So what’s the point of all of this? To show the real side of me, and not just the fun bits. To show that not only is it ok but it’s imperative that we be open about what we struggle with, how we deal with it, and how we’ve stumbled along the way. To let those who silently struggle know they’re not alone. To write about what’s worked for me and hopefully inspire others to seek out healthy ways to cope when those moments of darkness come creeping in.

My mantra lately has been to lead with love, which for me means to show up and be present, speak kindly and be an advocate for others, no matter if’s it’s a little vulnerable or awkward (it’s me so it’s definitively awkward). I’ve committed to showing up, trying to be my best self to me and to those around me, to be that connection, to Stay Smiling like my boy Tee Williams!

Whatever gives you that clarity, that contentment, eases the onslaught of depressed feelings, find a way to make time for it. Find a way to fit that into your life. Otherwise you’re compromising on the most important person…which is you!

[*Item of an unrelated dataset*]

PR #842, opened 2020-05-14
Fix 704: Split validation into a package

### LINKED ISSUE #704: Split the Validation module into several modules + a package module
Since the Validation module is becoming quite big, it would be useful to split its validation routines into separate modules. For example:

 “Character cannot be developed in ease and quiet. Only through experience of trial and suffering can the soul be strengthened, ambition inspired, and success achieved.”  “- Helen Keller

2 thoughts on “It ain’t just about the good parts

  1. Perfectly said Tara! Love you! I still see you and Sarah playing in the playhouse in our backyard. I really miss those those days. <3

    1. Love you too Irene! I miss those days too…they seemed easier. But then again easy doesn’t help us grow so I guess there’s some purpose in it all. Either way, I hope to see you next time I’m in the Naw!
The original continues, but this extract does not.